Neue Enthüllungen bestätigen: China wirft seine muslimische Minderheit massenhaft in unmenschliche Lager. Die EU schweigt trotzdem weiter.
China
Foto: Pixabay

Investigative Journalistinnen und Journalisten enthüllen Skandale, um die Machenschaften, die dahinterstecken, zu beenden. Egal, ob es um Korruption geht, um Steuerhinterziehung oder Fake News- Enthüllungen sollten von der Politik überprüft werden und, stellen sich die Beweise als wahr heraus, Konsequenzen folgen. Dies gilt umso mehr, wenn dabei die Würde des Menschen verletzt wird. So wie im Fall der grausamen und systematischen Menschenrechtsverletzungen, die vor wenigen Tagen von den China Cables enthüllt wurden. Die vom International Consortium of Investivative Journalists (ICIJ) enthüllten Dokumente berichten über die Umerziehungslager in China‘s autonomer Provinz Xinjiang, in der über eine Million Uiguren und andere turkischsprachige Muslime (z.B. Kasachen) ohne legalen Prozess gefangen gehalten, und ideologisch „umerzogen“ werden. 

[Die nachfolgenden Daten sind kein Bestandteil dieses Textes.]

PR #2767, opened 2025-03-31
[py] Fix loop invariant attribute.

boschmitt:
### Description
Python's for-loops are not guaranteed to be invariant. The AST bridge would need to do further analysis to guarantee the property. This PR does not add such an analysis, but fixes the places where the bridge might wrongly label a for-loop invariant when, in reality, it might not be.


python/cudaq/kernel/ast_bridge.py
```diff
@@ -3272,11 +3275,11 @@ def bodyBuilder(iterVar):
...
-                self.createInvariantForLoop(endVal,
-                                            bodyBuilder,
-                                            startVal=startVal,
-                                            stepVal=stepVal,
-                                            isDecrementing=isDecrementing)
+                self.createForLoop(endVal,
+                                   bodyBuilder,
+                                   startVal=startVal,
+                                   stepVal=stepVal,
+                                   isDecrementing=isDecrementing)
```
schweitzpgi, line 3282: Something like this must be normalized. Is the cc-loop-normalize pass being run?

boschmitt: Hard to know. The pass does get run in various places but I'm not sure if it cover all paths used to execute Python kernels. Is this pass a requirement in all cases or only when doing other loop transformations ?

schweitzpgi: Normalization transforms the iteration space of a loop to a counted or invariant form.

More precisely, if we have a loop like
```c++
for (i = start_expr; comparison(i, stop_expr); i = step_expr(i)) ....
```
this loop in normalized form is more like
```c++
for (i' = 0; i' < new_uppser_bound_expr; i' = i' + 1) {
   i = some_expr(i');
   ....
 } 
 ```
 
 Once in this form, the loop is much more amenable to loop transformations such as unrolling.

schweitzpgi: So it is not a requirement for loops that are already normalized, but if Python is creating a loop that descends or uses a step other than 1, the loop must be normalized.

Normalization ought to be part of the new "classical optimizations" pipeline by default.

PR #3358, opened 2025-08-18
Use legacy cgi

mitchdz:
cgi has been deprecated from python3.13 https://peps.python.org/pep-0594/. Fall back to legacy-cgi for python3.13


mitchdz:
> /ok to test 8132283

PR #3360, opened 2025-08-19
Support resource estimation on remote simulators

atgeller:
### Description

Expands https://github.com/NVIDIA/cuda-quantum/pull/3051 to handle remote simulators as well.


atgeller:
> /ok to test 062ed21

runtime/common/RemoteKernelExecutor.h
```diff
@@ -85,6 +86,13 @@ class RemoteRuntimeClient
   // Return the remote capabilities of the server.
   virtual RemoteCapabilities getRemoteCapabilities() const = 0;
 
+  virtual mlir::ModuleOp lowerKernel(mlir::MLIRContext &mlirContext,
```
1tnguyen, line 93: nit: could we add a comment here about its functionality?

runtime/common/BaseRemoteSimulatorQPU.h
```diff
@@ -11,15 +11,26 @@
...
 #include "cudaq/algorithms/optimizer.h"
 #include "cudaq/platform/qpu.h"
 #include "cudaq/platform/quantum_platform.h"
+#include "mlir/ExecutionEngine/ExecutionEngine.h"
+#include "mlir/Pass/PassManager.h"
+#include "mlir/Transforms/Passes.h"
 #include <fstream>
 
+namespace nvqir {
+cudaq::Resources *getResourceCounts();
```
amccaskey: we really can't be coupling all these libraries to the NVQIR library

runtime/common/RemoteKernelExecutor.h
atgeller: Done

runtime/common/BaseRemoteSimulatorQPU.h
atgeller: I can work around this here in the short term. For the longer term it may be nicer to attach the resource counter and/or relevant metadata to either the execution manager or platform to avoid needing the NVQIR library in the QPUs to nicely handle resource counting. Thoughts @1tnguyen?

atgeller: I've removed the dependency

atgeller:
> /ok to test 1425533

atgeller:
> /ok to test 6259187

runtime/common/BaseRestRemoteClient.h
```diff
@@ -118,14 +118,12 @@ class BaseRemoteRestRuntimeClient : public cudaq::RemoteRuntimeClient {
     return cudaq::RestRequest::REST_PAYLOAD_VERSION;
   }
 
-  std::string constructKernelPayload(
-      mlir::MLIRContext &mlirContext, const std::string &name,
-      void (*kernelFunc)(void *), const void *args, std::uint64_t voidStarSize,
```
schweitzpgi, line 123: Why was the `kernelFunc` parameter removed here?

schweitzpgi: Kernel launch is intended to always supply sufficient arguments for various forms of call. Here, we probably aren't going to call the function in the current process, but it's not great to have its own special signature either.

PR #3361, opened 2025-08-19
Remove poor practice of using namespaces in OpaqueArguments.h

### LINKED ISSUE #3336: header file OpaqueArguments.h uses poor practice
The header file `python/utils/OpaqueArguments.h` uses poor practice and opens two namespaces with `using namespace X;` commands.

Both of these lines must be deleted and any erroneous code in other files that happens to compile by these namespaces being left open must be repaired as well by explicitly adding the namespace tag(s).

hrushikesh890:
### Description

This issue resolves #3336 .
Removed `using namespace std::chrono_literals` and `using namespace mlir` from OpaqueArguments.h
Added scope resolution operators in affected functions and files for mlir. No changes needed for chrono_literals.


hrushikesh890:
Updated: `py_run.cpp` now compatible with recent `main`-branch changes
Updated: Fixed clang format issues

hrushikesh890:
Fixed clang formatting issues again. Quick question how can check the clang format issues before pushing my commits? I tried using the run_clang_format.sh in scripts but that did not show me any errors.

python/runtime/cudaq/algorithms/py_run.cpp
```diff
@@ -60,16 +60,16 @@ getKernelLaunchParameters(py::object &kernel, py::args args) {
 
   // Lookup the runnable kernel.
   auto mod = unwrap(kernelMod);
-  auto runKern = mod.lookupSymbol<func::FuncOp>(
+  auto runKern = mod.lookupSymbol<mlir::func::FuncOp>(
```
schweitzpgi, line 63: For clarity: With an implementation file (`.cpp`), it is acceptable to have a single `using namespace` _foo_`;` at the top of the module after the `#include` directives.

schweitzpgi: In this case, there aren't that many `mlir::` namespaces being added, so it doesn't make much difference.

schweitzpgi:
> /ok to test 1f0e7e4

schweitzpgi:
> /ok to test [3661cf9](https://github.com/NVIDIA/cuda-quantum/pull/3361/commits/3661cf9cde18ff7431f7c5f9793e7b796293b24c)

PR #3363, opened 2025-08-19
[DNM] use --find-links and drop pypiserver

mitchdz:
Testing using pip's native `--find-links` instead of pypiserver.


mitchdz:
this will be included in https://github.com/NVIDIA/cuda-quantum/pull/3421, dropping.

PR #3308, opened 2025-08-06
Generate md files for CUDA-Q

sacpis:
Generate markdown files corresponding to .html files in CUDA-Q. This is needed to improve the search for CUDA-Q keywords when searching through LLMs.

LLMs use llms.txt file to search for the knowledge base related to the search terms.

PR #3364, opened 2025-08-19
Adding llms with paths

sacpis:
Adding llms with paths to resources.

Following PR should go in before this one
https://github.com/NVIDIA/cuda-quantum/pull/3308


latest/llms.txt
```diff
@@ -0,0 +1,29 @@
+# NVIDIA CUDA-Q
+
+> CUDA-Q streamlines hybrid application development and promotes productivity and scalability in quantum computing. It offers a unified programming model designed for a hybrid setting—that is, CPUs, GPUs, and QPUs working together. CUDA-Q contains support for programming in Python and in C++.
```
schweitzpgi: What do you think about using the word "heterogeneous" instead of "hybrid" here?

sacpis: As per the product requirement, it should directly come from [CUDA-Q doc](https://developer.nvidia.com/cuda-q#section-benefits).

@efratshabtai for viz.

latest/llms.txt
```diff
@@ -0,0 +1,29 @@
...
+
+- [Quick Start](https://nvidia.github.io/cuda-quantum/latest/using/quick_start.md)
+
+## API
+
+- [API Reference](https://nvidia.github.io/cuda-quantum/latest/api/api.md)
+
+## Examples
+
+- [Basics](https://nvidia.github.io/cuda-quantum/latest/using/basics/basics.md)
```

Bereits vor Jahren drangen erste Stimmen über diese Lager nach außen, und darüber, wie immer mehr Menschen in Xinjiang plötzlich verschwanden. Menschenrechtsorganisationen fingen an darüber zu reden, wie China systematisch eine ganze ethnische und religiöse Gruppe unterdrücke, Journalistinnen und Journalisten schrieben Reportagen über die menschenunwürdigen Zustände der Lager, ließen ehemalige Gefangene davon erzählen, wie sie gefoltert wurden, pausenlos bewacht, von ihren Familien isoliert und gezwungen, Treue für die kommunistische Partei Chinas zu schwören.  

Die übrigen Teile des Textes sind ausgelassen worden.